The problem:
Retype, word for word, every line from the one holding "--- a/plugins/agent_types/AcquiaLiftAgent.inc" through the one holding "from Acquia Lift." in the entries below, both included, and only those lines.

Data for analysis:

PR #104, opened 2015-01-12
Ch 1703: Don't show report charts/tables when decisions hasn't been shown.

eshtadc:
Note: the two overview report function chunks are just moving the functions from the Lift report class down to the base class for use with both lift report types.

### DIFF
--- a/plugins/agent_types/AcquiaLiftAgent.inc
+++ b/plugins/agent_types/AcquiaLiftAgent.inc
@@ -1626,6 +1626,50 @@ abstract class AcquiaLiftReportBase implements PersonalizeAgentReportInterface, 
   }
 
   /**
+   * Extracts the required overview data from the report data returned by
+   * Acquia Lift.
+   *
+   * @param $items
+   *   An array of items as returned from Acquia Lift.
+   * @return array
+   *   An associative array with information for today's and the total overview.
+   */
+  protected function extractOverviewReportData($items) {
+    $agent_data = $this->agent->getData();
+    $decision_style = $agent_data['decision_style'] === 'adaptive' ? t('Auto-personalize') : t('A/B');
+    $total_variations = count($agent_data['decisions']);
+
+    // Create an array of data for each time option.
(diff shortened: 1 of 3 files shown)


plugins/agent_types/AcquiaLiftAgent.inc
```diff
@@ -2248,47 +2319,49 @@ class AcquiaLiftReport extends AcquiaLiftReportBase {
...
+            'conversion' => $choice['conversion'],
+          );
+          $option_numbers[$feature_string . '|' . $choice['raw_label']] = $choice['counter'];
+        }
       }
     }
 
     // Build the experiment report data
-    $report_data['experiment']['choices'] = $report_data['confidence']['features'][self::NO_FEATURES];
+    $report_data['experiment']['choices'] = isset($report_data['confidence']['features'][self::NO_FEATURES]) ? $report_data['confidence']['features'] : array();
```
katbailey, line 2364: Just checking that this is what's intended - should it not be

Response area:
--- a/plugins/agent_types/AcquiaLiftAgent.inc
+++ b/plugins/agent_types/AcquiaLiftAgent.inc
@@ -1626,6 +1626,50 @@ abstract class AcquiaLiftReportBase implements PersonalizeAgentReportInterface, 
   }
 
   /**
+   * Extracts the required overview data from the report data returned by
+   * Acquia Lift.
+   *
+   * @param $items
+   *   An array of items as returned from Acquia Lift.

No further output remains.